● Task statement: Lines where the string "bindings" appears are to be copied from the entries below.
BEGIN Data to use
PR #864, opened 2021-03-25
json2dts.py: fix mac0 reg property style for consistency

gsomlo:
Assuming "#[address|size]-cells = <1>", both of the following are
equivalent:

	reg = <start1 size1>, <start2 size2>, ..., <startN sizeN>;

	reg = <start1 size1 start2 size2 ... startN sizeN>;

The second form appears more widely used and popular, including in
the output of json2dts.py, with the exception of the mac0 node, which
uses the first form. This patch makes output generated for mac0
consistent with that for other DT nodes.

### DIFF
--- a/litex/tools/litex_json2dts.py
+++ b/litex/tools/litex_json2dts.py
@@ -198,9 +198,10 @@ def generate_dts(d, initrd_start=None, initrd_size=None, polling=False):
         dts += """
             mac0: mac@{ethmac_csr_base:x} {{
                 compatible = "litex,liteeth";
-                reg = <0x{ethmac_csr_base:x} 0x7c>,
-                      <0x{ethphy_csr_base:x} 0x0a>,
-                      <0x{ethmac_mem_base:x} 0x{ethmac_mem_size:x}>;
+                reg = <
+                    0x{ethmac_csr_base:x} 0x7c
+                    0x{ethphy_csr_base:x} 0x0a
+                    0x{ethmac_mem_base:x} 0x{ethmac_mem_size:x}>;
                 tx-fifo-depth = <{ethmac_tx_slots}>;
                 rx-fifo-depth = <{ethmac_rx_slots}>;
                 {ethmac_interrupt}


enjoy-digital:
Thanks @gsomlo for catching this, this is merged.

geertu:
While the generated DTB is the same, it is recommended to group tuples by angular brackets.  This improve human readability and enables (future) automatic validation.

enjoy-digital:
Thanks @geertu, so it seems we were using the two different approaches (on Ethernet and SDCard for example) and @gsomlo made it consistent, but from your comment we should maybe go in the other direction and follow the approach that seems recommended. Do you have links or examples of .dts to share that we could use as examples of recommended approach?

geertu:
The examples are in the DT bindings.
https://git.kernel.org/pub/scm/linux/kernel/git/torvalds/linux.git/tree/Documentation/devicetree/bindings

Examples of recent changes to group tuples are
https://git.kernel.org/pub/scm/linux/kernel/git/torvalds/linux.git/log/?qt=grep&q=Group+tuples

There has been ongoing work to automate DTS validation, based on the YAML DT bindings ("make dtbs_check" in Linux).  This is a bit more complex with the generated ones, as they are obviously not part of the Linux source tree.
I plan to have a look at DTS generation soon, and fix the offenders...

enjoy-digital:
@geertu: OK thanks. Neiher @gsomlo or I are DT specialists, so well be happy to follow your advices, recommended changes.

gsomlo:
On Fri, Mar 26, 2021 at 02:14:26AM -0700, enjoy-digital wrote:
> @geertu: OK thanks. Neiher @gsomlo or I are DT specialists, so well be
> happy to follow your advices, recommended changes.

Right -- I was going for "let's do it the same way everywhere", and
after some cursory googling and digging around for examples it seems
that *currently* the `<start1 size1 start2 size2 ... startN sizeN>;`
form is more widely used. But if there's a concerted, on-going effort
to switch over to `<start1 size1>, <start2 size2>, ... <startN sizeN>;`
for well-thought-out reasons, I'm all in favor of doing it that way!

Right now, the only candidates I could find in json2dts.py are
`mac0` and `mmc0`. But I'll defer to @geertu for the update, as there
may well be other stylistic DTS fixes needed.

geertu:
Oh, seems I already had fixed this one before ;-)
d8b844bbda33afb0eae4272137ad4e21a6d35ebf

enjoy-digital:
Ooops... I'll revert this then (and will also apply it to the SDCard). Thanks for your help.

PR #866, opened 2021-03-27
Lattice Diamond/Windows build fixes

shuffle2:
* avoid always calling `get_data_mod` on some package that may not be wanted.
* revert to using `pnmainc` on windows as `diamondc` doesn't exist.


enjoy-digital (approved):
Thanks @shuffle2, this looks good and has been merged.

Issue #870, opened 2021-04-04
Yosys build scripts generate erroneous yosys command `read_systemverilog`


sthornington:
The three yosys build scripts (trellis, icestorm, oxide) generate an invalid yosys command `read_systemverilog` for files whose language is systemverilog.

The correct command is `read_verilog -sv`, the following patch to `trellis.py`  for example fixes the issue:

```
def _yosys_import_sources(platform):
    includes = ""
    reads = []
    for path in platform.verilog_include_paths:
        includes += " -I" + path
    for filename, language, library in platform.sources:
        # yosys has no such function read_systemverilog
        if language == "systemverilog":
            language = "verilog -sv"
        reads.append("read_{}{} {}".format(
            language, includes, filename))
    return "\n".join(reads)
```

I can prepare this as a PR once I confirm that I have permission to contribute to this project (at work).

enjoy-digital:
Thanks @sthornington, https://github.com/enjoy-digital/litex/pull/873 has been merged.

PR #873, opened 2021-04-05
Fix yosys read command for SystemVerilog sources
END Data to use
● Solution to this exercise:
The examples are in the DT bindings.
https://git.kernel.org/pub/scm/linux/kernel/git/torvalds/linux.git/tree/Documentation/devicetree/bindings
There has been ongoing work to automate DTS validation, based on the YAML DT bindings ("make dtbs_check" in Linux).  This is a bit more complex with the generated ones, as they are obviously not part of the Linux source tree.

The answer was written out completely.